### [What you should do]
Only certain lines below are wanted: those starting at the line containing "This controller shares" and ending at the line containing "Stuck comment box.", both included, each retyped exactly.

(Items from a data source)
PR #1537, opened 2023-07-29
AJAXify the `ask_observation_question` form

nimmolo:
This PR continues the process of making most of the interaction forms on show observation pages into "modals", so people can ask questions and upload resources without leaving the page.

For easier cutting and pasting, i'm proposing giving the email form its own controller under `Observations::EmailsController`, ~so it can use CRUD actions for `new` and `create`.~  Updated to use refactored JS partials from #1538 

This controller shares a method `can_email_user_question?` with other email actions from the current `EmailsController`, so i'm moving that to a concern and including it in both places. That method will need to handle JS requests from AJAX forms, but once it does it will work for AJAXifying the other forms too.


JoeCohen:
I can't provide detailed feedback: I don't understand AJAX/JS/modals.
From a UI standpoint there seem to be some issues with the above:
- One long-time user says:
> Stuck comment box.
When I go here to reply https://mushroomobserver.org/names/60408?q=1otc0, it shows only half the reply box, it’s stuck at the top portion of the screen with no way to type anything in the box.

See https://mushroomobserver.org/names/28638

- Clicking on parent window destroys the modal. 
I often begin a Comment, type a bunch of text, then realize that I have to search for more MO data to add the Comment. 
If I click on the modal's "parent" window (not sure of the correct terminology), then goodbye modal with everything I've typed so far.

nimmolo:
TODOs:
- make comment and email text persist for on-page interactions (hide, rather than destroy, modal)
- make an icon beside the comment button that opens the comment form link in a new window

PR #1538, opened 2023-07-30
AJAX forms — DRY and keep progress when hiding form before submit

nimmolo:
## New Behavior ##
Per @JoeCohen's suggestion:
It would be nicer if a modal form you're working on doesn't erase what you've written, in the event you need to hide the modal and check something on the page underneath, and then re-open the modal. This PR makes that change for all existing modal forms, ahead of the "email observation question" PR.

#### Affected forms: ####
- Comments
- Collection Numbers
- Herbarium Records
- Sequences
- Namings

## Refactor ##
The first batch of AJAX forms for the `Observation` page were not DRY at all. Trying to change a basic javascript behavior in multiple places makes a refactor seem wise. If there are other JS alterations in the future, it will help.

So this PR refactors most of the AJAX form partials written so far, consolidating dozens that were basically duplicates of a few types, into a few general purpose "JS utility" partials that respond to user input.

- `new` and `edit` js responses (responding to links that open the forms)
  - Display the html form in a modal: `shared/modal_form_show` and `shared/modal_form_bindings`
- `create` and `update` js responses (responding to form submit) 
  - Update the page: `observations/show/section_update` with local vars
  - Show form submit issues via flash messages: `shared/modal_flash_update` and `shared/modal_form_reload`
- This PR starts to make use of Rails `action_name`, a variable that is always available in controllers, instead of passing an `@action` ivar to views
- Modal forms share the same `@title` as the regular HTML form pages. That ivar is now assigned in the controller for these forms, so it doesn't have to be passed as a local to `modal_form_show`

`Naming` forms need different JS responses depending on context. They may: 
- update the title of a matrix box and lightbox image caption, or 
- update the Observation naming table and potentially the title if consensus changed

I was handling this with JS logic in the response, by testing the page HTML to find out what page we're on. Now, it's handled upstream. Each of the "propose naming" buttons send a `context` param. It's added to the form via hidden field, and the controller decides which response to render from that param. Less brittle
#### Scope creep ####
- changes the FASTA link in the `Sequence` form to open in a new tab.

#### Observation modal forms ####
- Go to an existing `Observation`
- Click to add a `Comment`, `CollectionNumber`, `HerbariumRecord`, `Sequence`, or `Naming`
- Type or select some things, but before submitting, hide the modal
- Re-open the modal. It should be as you left it. :)
#### Help Identify modal forms ####
- Go to `Help Identify` page
- Propose a naming from a matrix box
- Cancel the modal and re-open
- Propose a naming from the lightbox
- Cancel the modal and re-open


nimmolo:
Requesting cursory manual test only :)

JoeCohen:
I did some of the Manual Tests and it's all working as advertised.
Thanks for all the extended work on this.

### [Expected output]
This controller shares a method `can_email_user_question?` with other email actions from the current `EmailsController`, so i'm moving that to a concern and including it in both places. That method will need to handle JS requests from AJAX forms, but once it does it will work for AJAXifying the other forms too.


JoeCohen:
I can't provide detailed feedback: I don't understand AJAX/JS/modals.
From a UI standpoint there seem to be some issues with the above:
- One long-time user says:
> Stuck comment box.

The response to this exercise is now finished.